[DATA FOR THE TASK Boundary: Start]
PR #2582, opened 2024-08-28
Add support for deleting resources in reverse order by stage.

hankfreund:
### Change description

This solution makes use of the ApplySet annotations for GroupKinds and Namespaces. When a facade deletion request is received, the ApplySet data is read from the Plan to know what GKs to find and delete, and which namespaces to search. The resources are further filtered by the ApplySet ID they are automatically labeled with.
[DATA FOR THE TASK Boundary: End]
HOW TO COMPLETE THIS TASK:
Which of the lines in the material above contain "resources"? Copy each one out.

TASK RESPONSE:
Add support for deleting resources in reverse order by stage.
This solution makes use of the ApplySet annotations for GroupKinds and Namespaces. When a facade deletion request is received, the ApplySet data is read from the Plan to know what GKs to find and delete, and which namespaces to search. The resources are further filtered by the ApplySet ID they are automatically labeled with.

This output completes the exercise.